Geometric Correction

Goal
Background: The goal of this lab was to gain experience in the preprocessing exercise of geometric correction.

Methods
Image-to-Map:
Method: For this method, an aerial image and a map image of Chicago were used. In order properly begin rectifying, the second viewer must contain the image to be rectified. After this, the Multispectral tab was opened and the Control Points button was picked from the toolbar. Polynomial was selected from the newly opened Set Geometric Model window. As the next windows came up, the default settings were accepted for this model. The second image was then brought in for rectification and the defaults were accepted to bring this image in. As this is a first order polynomial, it will only take a few points to gain ample rectification of the imagery. In order to start entering geometric control points (GCPs), the default GCPs were deleted, the images were fitted to screen and the Create GCP tool was selected. After placing the first point, the button was clicked again and a control point was placed on the second image in roughly the same spot. This was done four times, with a change occuring after the third GCP placement. After the third, the bar on the bottom of the window read "Model solution is current". When the next point was plotted, it was plotted for both of the maps at once. After the GCPs were placed, accuracy was worked on. The Root Mean Square (RMS) error shows how accurate the image is. For this image, the analyst was able to get the RMS error to 0.4850. The recommended RMS value for first order polynomials is 2.0. The result can be seen in Figure 1.

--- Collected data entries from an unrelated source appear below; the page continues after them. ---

PR #324, opened 2021-02-11
OP-435 tests with LABEXTENDED GeneralData

dbmalkovsky:
Use parameterized testing method for LABEXTENDED and LABMULTIPLEINSERT  with all combinations of `true` and `false` values.

### DIFF
--- a/src/test/java/org/isf/lab/test/TestLaboratory.java
+++ b/src/test/java/org/isf/lab/test/TestLaboratory.java
@@ -27,6 +27,7 @@ import java.util.Calendar;
 import java.util.GregorianCalendar;
 
 import org.isf.exa.model.Exam;
+import org.isf.generaldata.GeneralData;
 import org.isf.lab.model.Laboratory;
 import org.isf.patient.model.Patient;
 import org.isf.utils.exception.OHException;
@@ -79,13 +80,21 @@ public class TestLaboratory {
 	}
 
 	public void check(Laboratory laboratory) {
-		assertThat(laboratory.getAge()).isEqualTo(age);
+		// If GeneralData.LABEXTENDED is true then the age found in the patient record is
+		// copied into the Laboratory record and as the age in the patient record changes
+		// based on when (what day and year) the test is run then a comparison to a fixed
+		// value almost always fails (except for late in 2021 and early in 2022).
+		// Likewise the patient name is copied from the Patient record which does not
+		// match the default in the Laboratory record.
+		if (!GeneralData.LABEXTENDED) {
+			assertThat(laboratory.getAge()).isEqualTo(age);
+			assertThat(laboratory.getPatName()).isEqualTo(patName);
+		}
 		assertThat(laboratory.getDate()).isEqualTo(registrationDate);
 		assertThat(laboratory.getExamDate()).isEqualTo(examDate);
 		assertThat(laboratory.getInOutPatient()).isEqualTo(InOutPatient);
 		assertThat(laboratory.getMaterial()).isEqualTo(material);
 		assertThat(laboratory.getNote()).isEqualTo(note);
-		assertThat(laboratory.getPatName()).isEqualTo(patName);
 		assertThat(laboratory.getResult()).isEqualTo(result);
 		assertThat(laboratory.getSex()).isEqualTo(sex);
 	}
--- a/src/test/java/org/isf/lab/test/Tests.java
+++ b/src/test/java/org/isf/lab/test/Tests.java
@@ -23,9 +23,12 @@ package org.isf.lab.test;
 
 import static org.assertj.core.api.Assertions.assertThat;
 import static org.assertj.core.api.Assertions.assertThatThrownBy;
+import static org.assertj.core.api.Assumptions.assumeThat;
 
 import java.lang.reflect.Method;
 import java.util.ArrayList;
+import java.util.Arrays;
+import java.util.Collection;
 import java.util.GregorianCalendar;
 import java.util.List;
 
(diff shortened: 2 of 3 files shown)


dbmalkovsky:
@mwithi The failure in the JDK 8 build was not in the code but rather it looks like a communications issue when trying to build/deploy the jar.   I am going to force a rebuild.

src/test/java/org/isf/lab/test/TestLaboratory.java
```diff
@@ -79,13 +80,21 @@ public void _setParameters(Laboratory laboratory, Exam exam, Patient patient) {
...
+		// If GeneralData.LABEXTENDED is true then the age found in the patient record is
+		// copied into the Laboratory record and as the age in the patient record changes
+		// based on when (what day and year) the test is run then a comparison to a fixed
+		// value almost always fails (except for late in 2021 and early in 2022).
+		// Likewise the patient name is copied from the Patient record which does not
+		// match the default in the Laboratory record.
+		if (!GeneralData.LABEXTENDED) {
+			assertThat(laboratory.getAge()).isEqualTo(age);
+			assertThat(laboratory.getPatName()).isEqualTo(patName);
+		}
```
mwithi, line 92: I think a good test should be that if LABEXTENDED=false, setPatient() on [Line77](https://github.com/informatici/openhospital-core/pull/324/files#diff-8b38acca6010318ede2951d248b94f0f33e2cb88a01787f94eb8d8f5f930dc53R77) should not be called, hence the only assertions about values should rely on the properties defined above in this class (as it is done here). Sex field should also be included.

Otherwise, if the Patient is set (LABEXTENDED=true), then those properties should be overridden when persisting the Laboratory, beside maintaining the link with the Patient's entity (through the field LAB_PAT_ID).

**Note**: overriding with Patient's record should happen only when persisting a new Laboratory record, but it should not happen when updating an old laboratory exam, this because for statistical purposes we need a snapshot of "age" and "sex" at the time of the exam recording.

src/test/java/org/isf/lab/test/Tests.java
```diff
@@ -84,6 +100,11 @@
 	@Autowired
 	private ApplicationEventPublisher applicationEventPublisher;
 
+	public Tests(boolean labExtended, boolean labMultipleInsert) {
+		GeneralData.LABEXTENDED = labExtended;
+		GeneralData.LABMULTIPLEINSERT = labMultipleInsert;
```
mwithi, line 105: `labMultipleInsert` is defined but never used. Maybe this property is not really needed in "core" component (but only in "gui" to drive the interface selection).

Moreover I found that LabManager needs some code review and optimization that makes again LABMULTIPLEINSERT  quite useless in the "core" component (saving a list or saving a single element list should be the same operation)

mwithi (commented):
Pleae find some comments in the PR, thanks a lot!

src/test/java/org/isf/lab/test/Tests.java
dbmalkovsky: Removed `LABMULTIPLEINSERT` and added a note that it is only used in the GUI.

I will leave the code review in `LabManager` to those that know much more than I.

src/test/java/org/isf/lab/test/TestLaboratory.java
dbmalkovsky: I am not sure I understand all the options here but I did add an `insert` flag to the validation code so that the laboratory values are only overridden with the patient information when doing an insert and not an update.

dbmalkovsky:
@mwithi I made some changes (to the best that I understood) based on your comments.   Please re-review.  Thanks.

src/test/java/org/isf/lab/test/TestLaboratory.java
mwithi: Ok, I understand now that the main problem lies in the `validate()` method, because it should only validate the object, not setting its properties... what do you think if we move that logic outside the method (but still in the manager, to not affect the "gui" at this stage) and so removing the flag? In this way also the tests would be simplified, wdyt?

If so, same changes could be applied for Opd module.

dbmalkovsky: If I understand; you want to move the setting out of the validation routine to some other routine but wouldn't it still have to be called from the `insert` method to ensure consistency with the Lab model object and the corresponding Patient model object?   How does moving it really fix the problem?  Or are you saying the GUI would be the only one calling the new routine?  And if so who is the GUI going to persist the "possible" changes in value back to the database?

dbmalkovsky: And yes a method with the name `validation` shouldn't be enforcing some `consistency`.

mwithi: I mean, that the setting out could be moved from `validation` method to `newLaboratory`s methods (that are called by GUI so it will not see any change) and so the consistency of validation method is about checking only and not setting anything. In this way, the passed `laboratory` object is exactly the one to be persisted (after validation); in this sense, tests should just take care about laboratory object construction and expect its correct persistence. Make sense?

dbmalkovsky: @mwithi OK; I created a new method, `setPatientConsistency(Laboratory laboratory)`, by moving the setting of name, age, and sex out of the `validateLaboratory()` routine.  The new method is added to the `newLaboratory()` and `newLaboratory2()`.    So, I think this covers all the remaining concerns.

mwithi: Good! I think now is more linear. Thanks a lot!

src/test/java/org/isf/lab/test/Tests.java
mwithi: Thanks!

mwithi:
All good. Thanks a lot!
```
Results :

Tests run: 1245, Failures: 0, Errors: 0, Skipped: 4
```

Figure 1: Image-to-map rectification. This image shows the rectified image, on the right, and the image that was used to rectify it on the left.

Once the RMS value has been lowered, the geometric correction was carried out by selecting Multipoint Geometric Correction and then Display Resample Image Dialog.

Image-to-Image:
Method: This method was carried out much in the same way as the Image-to-map rectification. An image of the Sierra Leone was brought in for this model. A difference with this method was, instead of using a first order polynomial, a third order polynomial was used. This was chosen for greater accuracy, and it requires at least nine points to be taken instead of just three. All of the points were scattered throughout the map to ensure that there was no distortion and the RMS value was lowered below 0.5. In this case, the analyst was able to lower the RMS error to 0.2805. This can be seen in Figure 2.

Figure 2: Image-to-image rectification. This image shows the rectified image, on the right, and the image that was used to rectify it on the left.

Results
This lab was a great start to understanding geometric corrections. A few steps were repeated in order to gain a better understanding but in the end, an understanding was achieved and the initial processes of geometric corrections were understood.